Rocky Horror sucks and not in the cool way that Buckaroo Bonzai across the the Dimension sucks (really so bad it's enrapturing). Latest movie I saw that i thought was overhyped, Smokin Aces's. Wow, what a crapfest.


----------



## shel (Dec 20, 2006)

I enjoyed _The Sum of All Fears._ It was a pretty good "B" movie. I think the cast (other than Affleck - I don't care much for him at all) made it enjoyable, and the story line, although a bit silly at times, helped move it more in the direction of a comedy than a political thriller. The best part were the extra features on the DVD.

shel


----------



## quinn01 (Apr 22, 2006)

How about anything staring Keanu Reeves........Hes horrible. 

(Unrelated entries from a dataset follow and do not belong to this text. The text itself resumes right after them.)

PR #87, opened 2019-11-21
[JENKINS-60245] Potential fix for @Library annotation in load()'d scripts

awittha:
This is a potential fix for the issue described in [JENKINS-60245](https://issues.jenkins-ci.org/browse/JENKINS-60245). I call it a "potential" fix because while it seems to fix all the broken use-cases and cause no regressions, I am not sure if there is a more architecturally-sound means to accomplish the same ends.

Please see the JIRA issue for a complete description of the problem.

These changes add a `String scope` to `LibrariesAction`, and attach one action to a build _per loaded script_.

When recording shared libraries that were mentioned in a `@Library` annotation, the script being processed is used as the scope of the `LibrariesAction`. This enables the plugin to know that it should index the contents of `@Library` annotations in newly-loaded scripts.

When processing libraries to actually add their resources to the classpath, every `LibrariesAction` for the build is iterated over.

This allows scripts loaded with the `load(...)` step to add shared libraries with the `@Library(...)` annotation.

I had to _update_ some existing unit tests, but did not write a regression test for the new behavior. If this implementation of a solution to JENKINS-60245 is determined to be generally-sound & on-track for merging into the plugin, I will write such a test.

### DIFF
--- a/src/main/java/org/jenkinsci/plugins/workflow/libs/ClasspathAdder.java
+++ b/src/main/java/org/jenkinsci/plugins/workflow/libs/ClasspathAdder.java
@@ -27,9 +27,10 @@ package org.jenkinsci.plugins.workflow.libs;
 import groovy.lang.GroovyShell;
 import hudson.ExtensionPoint;
 import java.net.URL;
-import java.util.List;
 import java.util.HashMap;
+import java.util.List;
 import javax.annotation.Nonnull;
+import javax.annotation.Nullable;
 import org.jenkinsci.plugins.workflow.cps.CpsFlowExecution;
 
 /**
@@ -58,12 +59,20 @@ public abstract class ClasspathAdder implements ExtensionPoint {
     }
 
     /**
+     * @see #add(String, CpsFlowExecution, List, HashMap)
+     */
+    public @Nonnull List<Addition> add(@Nonnull CpsFlowExecution execution, @Nonnull List<String> libraries, @Nonnull HashMap<String, Boolean> changelogs) throws Exception {
+        return add( null, execution, libraries, changelogs );
+    }
+    
+    /**
      * May add to the classpath.
+     * @param scope identifier for the source file that the addition came from
      * @param execution a running build (possibly newly started, possibly resumed)
      * @param libraries aggregated entries from all encountered {@link Library#value} (will be empty if {@link Library} is never used at all); an implementation should remove entries it “claims”
      * @return a possibly empty list of additions
      * @throws Exception for whatever reason (will fail compilation)
      */
-    public abstract @Nonnull List<Addition> add(@Nonnull CpsFlowExecution execution, @Nonnull List<String> libraries, @Nonnull HashMap<String, Boolean> changelogs) throws Exception;
+    public abstract @Nonnull List<Addition> add(@Nullable String scope, @Nonnull CpsFlowExecution execution, @Nonnull List<String> libraries, @Nonnull HashMap<String, Boolean> changelogs) throws Exception;
 
 }
--- a/src/main/java/org/jenkinsci/plugins/workflow/libs/LibrariesAction.java
+++ b/src/main/java/org/jenkinsci/plugins/workflow/libs/LibrariesAction.java
@@ -39,8 +39,15 @@ import java.util.List;
 class LibrariesAction extends InvisibleAction {
 
     private final List<LibraryRecord> libraries;
-
+    
+    private final String scope;
+    
     LibrariesAction(List<LibraryRecord> libraries) {
+        this(null, libraries);
+    }
+
+    LibrariesAction(String scope, List<LibraryRecord> libraries) {
+        this.scope = scope;
         this.libraries = libraries;
     }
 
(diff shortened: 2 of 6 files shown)


src/main/java/org/jenkinsci/plugins/workflow/libs/ClasspathAdder.java
```diff
@@ -57,13 +58,21 @@ void addTo(@Nonnull CpsFlowExecution execution) {
...
     /**
      * May add to the classpath.
+     * @param scope identifier for the source file that the addition came from
      * @param execution a running build (possibly newly started, possibly resumed)
      * @param libraries aggregated entries from all encountered {@link Library#value} (will be empty if {@link Library} is never used at all); an implementation should remove entries it “claims”
      * @return a possibly empty list of additions
      * @throws Exception for whatever reason (will fail compilation)
      */
-    public abstract @Nonnull List<Addition> add(@Nonnull CpsFlowExecution execution, @Nonnull List<String> libraries, @Nonnull HashMap<String, Boolean> changelogs) throws Exception;
+    public abstract @Nonnull List<Addition> add(@Nullable String scope, @Nonnull CpsFlowExecution execution, @Nonnull List<String> libraries, @Nonnull HashMap<String, Boolean> changelogs) throws Exception;
```
awittha: New `add(...)` method added to the `ClasspathAdder` interface, to allow for scoping the source of an addition.

src/main/java/org/jenkinsci/plugins/workflow/libs/LibrariesAction.java
```diff
@@ -39,8 +39,15 @@
...
-
+    
+    private final String scope;
+    
     LibrariesAction(List<LibraryRecord> libraries) {
+        this(null, libraries);
+    }
+
+    LibrariesAction(String scope, List<LibraryRecord> libraries) {
+        this.scope = scope;
```
awittha: New constructor & field added to `LibrariesAction` to allow recording of "scope" - what source file the libraries in this LibrariesAction are from.

src/main/java/org/jenkinsci/plugins/workflow/libs/LibraryAdder.java
```diff
@@ -85,7 +85,19 @@
             librariesUnparsed.put(parsed[0], library);
         }
         List<Addition> additions = new ArrayList<>();
-        LibrariesAction action = build.getAction(LibrariesAction.class);
+        LibrariesAction action = null;
+        
+        for( LibrariesAction laction : build.getActions( LibrariesAction.class ) ) {
+            if( laction.getScope() != null && laction.getScope().equals( scope ) ) {
```
awittha: Previously, as there was only ever one `LibrariesAction` per build, if it was present, it was concluded that this was a resumed build and that action could be used.

Now, there may be multiple actions so we must find the one whose `scope` equals the `scope` passed into this `add` invocation.

src/main/java/org/jenkinsci/plugins/workflow/libs/LibraryAdder.java
```diff
@@ -85,7 +85,19 @@
...
+                // found the action that's absolutely right for this scope
+                action = laction;
+                break;
+            } else if( laction.getScope() == null ) {
+                // generic LibrariesAction may be overridden later if there's a perfect match.
+                action = laction;
```
awittha: It is possible that a build was suspended before these code changes landed, in which case the "right" LibrariesAction will have a `null` scope.

src/main/java/org/jenkinsci/plugins/workflow/libs/LibraryAdder.java
```diff
@@ -131,12 +143,14 @@
...
         }
         // Record libraries we plan to load. We need LibrariesAction there first so variables can be interpolated.
-        build.addAction(new LibrariesAction(new ArrayList<>(librariesAdded.values())));
-        // Now actually try to retrieve the libraries.
-        for (LibraryRecord record : librariesAdded.values()) {
-            listener.getLogger().println("Loading library " + record.name + "@" + record.version);
-            for (URL u : retrieve(record.name, record.version, retrievers.get(record.name), record.trusted, record.changelog, listener, build, execution, record.variables)) {
-                additions.add(new Addition(u, record.trusted));
+        if( librariesAdded.size() > 0 ) {
+            build.addAction(new LibrariesAction(new ArrayList<>(librariesAdded.values())));
```
awittha: Avoid adding a `LibrariesAction` with 0 library definitions in it.

dwnusbaum:
Thanks for the PR! I'm not totally sure about this, here are a few of the immediate questions that came to mind:

* Would this also work for a shared library that references another shared library via `@Library`, or is this only for scripts loaded via the `load` step?
* With this change, if there is more than one `load` step, and each loaded script loads the same shared library, would we have multiple instances of the shared library loaded in the Pipeline?
* In the use case you give in [JENKINS-60245](https://issues.jenkins-ci.org/browse/JENKINS-60245), why not just drop the `load` step entirely and have your `Jenkinsfile` reference the library? I am guessing you simplified your actual use case?

jglick:

```bash
cd pipeline-groovy-lib-plugin
git checkout -b JENKINS-60245
git pull https://github.com/awittha/workflow-cps-global-lib-plugin JENKINS-60245
```

PR #88, opened 2019-12-18
Bump plugin parent POM

basil:
Bumps the [plugin parent POM](https://github.com/jenkinsci/plugin-pom) from 3.50 to 3.54.

See [the changelog](https://github.com/jenkinsci/plugin-pom/releases) and the full diff in [the compare view](https://github.com/jenkinsci/plugin-pom/compare/plugin-3.50...plugin-3.54).

### DIFF
--- a/pom.xml
+++ b/pom.xml
@@ -70,6 +70,7 @@
         <workflow-cps-plugin.version>2.71</workflow-cps-plugin.version>
         <git-plugin.version>4.0.0-rc</git-plugin.version>
         <scm-api-plugin.version>2.6.3</scm-api-plugin.version>
+        <subversion-plugin.version>2.13.0</subversion-plugin.version>
         <workflow-scm-step-plugin.version>2.7</workflow-scm-step-plugin.version>
         <workflow-multibranch-plugin.version>2.21</workflow-multibranch-plugin.version>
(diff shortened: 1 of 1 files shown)


basil:
To fix `LibraryAdderTest.properSvn` I had to apply a similar fix as in jenkinsci/workflow-multibranch-plugin#92.

pom.xml
```diff
@@ -28,15 +28,15 @@
...
+        <version>3.54</version>
         <relativePath />
     </parent>
     <groupId>org.jenkins-ci.plugins.workflow</groupId>
     <artifactId>workflow-cps-global-lib</artifactId>
     <version>${revision}${changelist}</version>
     <packaging>hpi</packaging>
     <name>Pipeline: Shared Groovy Libraries</name>
-    <url>https://wiki.jenkins.io/display/JENKINS/Pipeline+Shared+Groovy+Libraries+Plugin</url>
+    <url>https://github.com/jenkinsci/${project.artifactId}-plugin</url>
```
jglick: This should be paired with a patch to `README.md` importing the wiki content using https://jenkins-wiki-exporter.jenkins.io/

basil: I have no interest in doing that, so I will just revert this change and let the plugin maintainer take care of it.

PR #93, opened 2020-04-09
Bump commons-lang3 version to 3.9

timja:
Sync it with the testharness-html-unit version,
Otherwise we get conflicts on bom

error when introducing 4.x parent pom in bom:
```
Require upper bound dependencies error for org.apache.commons:commons-lang3:3.7 paths to dependency are:
+-io.jenkins.tools.bom:sample:7-SNAPSHOT
  +-org.jenkins-ci.plugins.workflow:workflow-cps-global-lib:2.15
    +-org.apache.commons:commons-lang3:3.7
and
+-io.jenkins.tools.bom:sample:7-SNAPSHOT
  +-org.jenkins-ci.main:jenkins-test-harness:2.62
    +-org.jenkins-ci.main:jenkins-test-harness-htmlunit:2.36.0-1
      +-org.apache.commons:commons-lang3:3.9
and
+-io.jenkins.tools.bom:sample:7-SNAPSHOT
  +-org.jenkins-ci.main:jenkins-test-harness:2.62
    +-org.jenkins-ci.main:jenkins-test-harness-htmlunit:2.36.0-1
      +-org.apache.commons:commons-text:1.7
        +-org.apache.commons:commons-lang3:3.9
```

Very similar error here:
https://github.com/jenkinsci/bom/pull/206

Thoughts?
@jglick @dwnusbaum @bitwiseman

### DIFF
--- a/pom.xml
+++ b/pom.xml
@@ -135,7 +135,7 @@
         <dependency>
             <groupId>org.apache.commons</groupId>
             <artifactId>commons-lang3</artifactId>
-            <version>3.7</version>
+            <version>3.9</version>
         </dependency>
         <dependency>
             <groupId>org.jenkins-ci.plugins.workflow</groupId>


timja:
> Sounds good to me, although I wonder much work it would be to replace the usages in `LibraryStep` with something else so we can just drop the dependency completely? It looks like it's used in the context of `GroovyObjectSupport`, so maybe we could use `org.codehaus.groovy.runtime.InvokerHelper.invokeConstructorOf` and `invokeStaticMethod` instead?

opened a PR to see if it will work: https://github.com/jenkinsci/workflow-cps-global-lib-plugin/pull/94

dwnusbaum:
Closing since #94 was merged instead.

And how about Cloverfeild. Anyone like that? Stupid. :roll:


----------



## charan (Jul 1, 2008)

The worst movie ever i've watched in my life time is, "A BEAUTIFUL MIND". I've never understood the story line and the actor is a kind of psyche and he doesnt flirts a lot.

Overall its not a worth watching..

Thankgod!! I saw the movie online and not wasted a single penny on it..:smiles:


----------



## gummy-bear (Oct 27, 2007)

I thought that movie was pretty well done. In fact, I would say it was stunning.


----------



## quinn01 (Apr 22, 2006)

I agree with GB. I thought that movie was great. Its a thinker deff. 

It was deff a well made movie.......:bounce:


----------



## lailarowe (Jul 8, 2008)

My God, that movie was awful.


----------